She shook her head sharply and turned away, yanking her
hands from Jane’s loose grip in the process.

“I was blessed with a beautiful gift,” she continued as she
returned to the desk and picked up her handbag, clearly on her way out the door
again. “But it didn’t feel like a gift when I was forced to play six hours a
day and spend the rest of the time learning five different languages and
studying with tutors. I was whisked away from my home in Mexico when I was just
a child, and catapulted into European culture where I had no friends and there
was no one else…like me. Not even in Italy. I always seemed so out of place.”

She looked back at them and said, “There was never any
question, until I was of legal age, that I would play and I would tour. From
the moment I held a violin in my hands—when I was just four years old—my fate
was determined for me, by people who didn’t even know me. My parents willingly
turned me over to a world-renowned maestro and a nanny he hired to care for me,
and I rarely ever saw them after that. My entire existence revolved around
playing, traveling and being tutored. It was…horrifically lonely.”

Drake fought the urge to go to her and comfort her because
he could see the sheer agony in her eyes. He suspected Jane resisted as well.

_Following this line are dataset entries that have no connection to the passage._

PR #1839, opened 2026-07-16
fix(dashboard): close Invites modal on Escape key press

Ovatsugh:
## Summary
- Add Escape key handler to the Modal component in Invites.jsx. WCAG 2.1 requires dialogs to be dismissible via keyboard. The component already had proper `role="dialog"` and `aria-modal="true"` attributes but was missing the keydown listener.

## Changes
- `ods/extensions/services/dashboard/src/pages/Invites.jsx`: add `useEffect` with `keydown` listener for Escape key in `Modal` component

## Testing
- [ ] `cd ods/extensions/services/dashboard && npm run lint && npm run build`
- [ ] Open Invites modal, press Escape — should close

### DIFF
--- a/ods/extensions/services/dashboard/src/pages/Invites.jsx
+++ b/ods/extensions/services/dashboard/src/pages/Invites.jsx
@@ -550,6 +550,12 @@ function CreateGuestModal({ onClose, onCreated }) {
 }
 
 function Modal({ title, label, onClose, children }) {
+  useEffect(() => {
+    const handleKey = (e) => { if (e.key === 'Escape') onClose() }
+    document.addEventListener('keydown', handleKey)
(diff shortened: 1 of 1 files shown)


Lightheartdevs:
Thanks for taking on the keyboard-dismiss path for the Invites modals.

What looks good:
- `Invites.jsx` already imports `useEffect`, and the new document keydown listener matches the existing Escape-close modal pattern in `Extensions.jsx`.
- The change is scoped to the shared Invites `Modal` wrapper, so the owner and guest create dialogs get the accessibility behavior without touching token generation logic.

What I checked:
- Static review of the PR diff and surrounding `Invites.jsx` modal usage.
- Compared against existing dashboard modal Escape handlers in `Extensions.jsx`.

PR #1842, opened 2026-07-16
fix(dashboard-api): use is_relative_to for workflow path containment

tang-vu:
## Problem

`enable_workflow()` validates the resolved workflow file with a **string prefix** check:

```python
workflow_file = workflow_file.resolve()
if not str(workflow_file).startswith(str(WORKFLOW_DIR.resolve())):
    raise HTTPException(status_code=400, detail="Invalid workflow file path")
```

`str.startswith()` is not a safe containment test: a **sibling directory that shares the base as a name prefix** slips through.

```
WORKFLOW_DIR = /data/workflows
/data/workflows-evil/steal.json  → startswith('/data/workflows')  == True   (WRONG)
                                 → is_relative_to('/data/workflows') == False (CORRECT)
/data/workflows/rag.json         → is_relative_to(...)              == True   (legit, still allowed)
```

The rest of dashboard-api already uses `Path.is_relative_to()` for this exact boundary (`helpers.py:703`, `routers/extensions.py` ×6, `routers/models.py:449`). `workflows.py` was the lone holdout.

## Fix

```python
if not workflow_file.is_relative_to(WORKFLOW_DIR.resolve()):
```

The surrounding `try/except (OSError, ValueError)` still guards `.resolve()`.

`wf_info["file"]` currently comes from the trusted workflow catalog, so this is **defense-in-depth + convention consistency** rather than a live exploit. But the code clearly treats this as a security boundary (it raises *"Invalid workflow file path"*), so it should actually hold, and match how the codebase does containment everywhere else.

## Verification

- `python -m py_compile` clean.
- Demonstrated the sibling-prefix divergence above (startswith True / is_relative_to False), and confirmed a legitimate in-dir path still passes.
- `is_relative_to` is Python 3.9+, already relied on elsewhere in this package.

### DIFF
--- a/ods/extensions/services/dashboard-api/routers/workflows.py
+++ b/ods/extensions/services/dashboard-api/routers/workflows.py
@@ -184,7 +184,7 @@ async def enable_workflow(workflow_id: str, api_key: str = Depends(verify_api_ke
     workflow_file = WORKFLOW_DIR / wf_info["file"]
     try:
         workflow_file = workflow_file.resolve()
-        if not str(workflow_file).startswith(str(WORKFLOW_DIR.resolve())):
+        if not workflow_file.is_relative_to(WORKFLOW_DIR.resolve()):
             raise HTTPException(status_code=400, detail="Invalid workflow file path")
     except HTTPException:
         raise
--- a/ods/extensions/services/dashboard-api/tests/test_workflows.py
+++ b/ods/extensions/services/dashboard-api/tests/test_workflows.py
@@ -911,3 +911,30 @@ def test_workflows_with_matching_n8n(test_client, tmp_path, monkeypatch):
     assert wf["n8nId"] == "55"
     assert wf["executions"] == 42
     assert wf["featured"] is True
+
+
+def test_workflow_enable_rejects_path_traversal_in_catalog_file(test_client, monkeypatch):
+    """A catalog 'file' that escapes WORKFLOW_DIR via .. must be refused by
+    the is_relative_to containment guard, not resolved and imported."""
+    import routers.workflows as wf_mod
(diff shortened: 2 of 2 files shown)


Lightheartdevs:
Thanks for tightening the workflow import path boundary here.

What looks good:
- `ods/extensions/services/dashboard-api/routers/workflows.py` replaces the unsafe string-prefix containment check with `Path.is_relative_to()`, which closes the sibling-prefix bypass described in the PR.
- The approach matches the existing dashboard-api convention already used in helpers, extensions, and model path checks.
- The change stays inside the resolved workflow-file validation block and preserves the existing `HTTPException`, `OSError`, and `ValueError` handling.

What I checked:
- Static diff review of `enable_workflow()` and the surrounding workflow import path.
- Existing `tests/test_workflows.py` coverage around workflow enable success, missing files, invalid IDs, dependency failure, and n8n errors.
- `git diff --check origin/main...origin/pr/1842` passed.
- GitHub checks are green for this head, including Dashboard API, Python type check, Python lint, Test Linux integration-smoke, matrix smoke, ShellCheck, secret scan, env validation, and Dashboard frontend.

Thanks again for bringing this boundary in line with the rest of the API.

Lightheartdevs (approved):
Audit: old startswith(str(...)) containment was sibling-prefix bypassable (a catalog file '../n8n-evil/x.json' resolves under config/ and passes the string check); is_relative_to with both sides resolved is correct (symlinks followed, .. normalized before the boundary test), returns bool so the except-envelope is unaffected. Added the missing traversal negative test (400 on escaping catalog file). Local: ruff clean, 45 passed.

Shana said, “I know it sounds like I’m ungrateful. I’m not.
I just…I never wanted any of it. I didn’t want to be famous. I wanted to be
normal and have a normal life. I didn’t want to sleep in bedrooms that were the
size of most people’s apartments. When I was old enough to no longer need a
constant chaperone, I was all alone in hotel suites that rivaled small
mansions. I didn’t want that isolation, but at the same time, I didn’t really
know how to make friends.”

She seemed to consider her next words before she admitted,
“Nor did I want to be the one girl fashion designers looked at—after designing
gowns for all the other females in the orchestra—and murmured, ‘what am I going
to do with her’? I was five-foot-ten at the age of sixteen. Can you imagine how
monstrous I felt?”

Jane stared at her for several quiet moments before she
turned away. “Sure I can.”

She passed Drake and sat on the sofa, clasping her hands in
her lap.

Drake was the only one to see the pain on Jane’s usually
composed face. It caught him off guard, doubling the angst he felt. Shana’s
admission was a disconcerting one unto itself. Jane’s repressed agony was
equally troubling.

He said, “You two are so similar.” And that’s when he
understood the full impact of what Jane had seen or felt when she’d searched
Shana’s soul.

Surprisingly, Shana deposited her purse once again and
joined Jane on the sofa. “I’m sorry,” she said as she covered one of Jane’s
hands with her own. “I didn’t realize… I mean, it didn’t occur to me. You can’t
live a normal life either.”

“I did once,” Jane told her. “For twenty-six years. I liked
being human, but I chose to become a vampire for…someone.”

“Drake?”

Jane let out a soft laugh. “No. We only met a few decades
ago. I became a vampire not quite fifty years ago. A lover from Dublin, who was
the most brilliant man I’d met—at that point of my life anyway.” She shot an
appreciative look toward Drake before she continued her story. “We had a
beautiful affair and when I found out he was a vampire, I wanted to live the
rest of eternity with him. He felt the same. It was perfect.”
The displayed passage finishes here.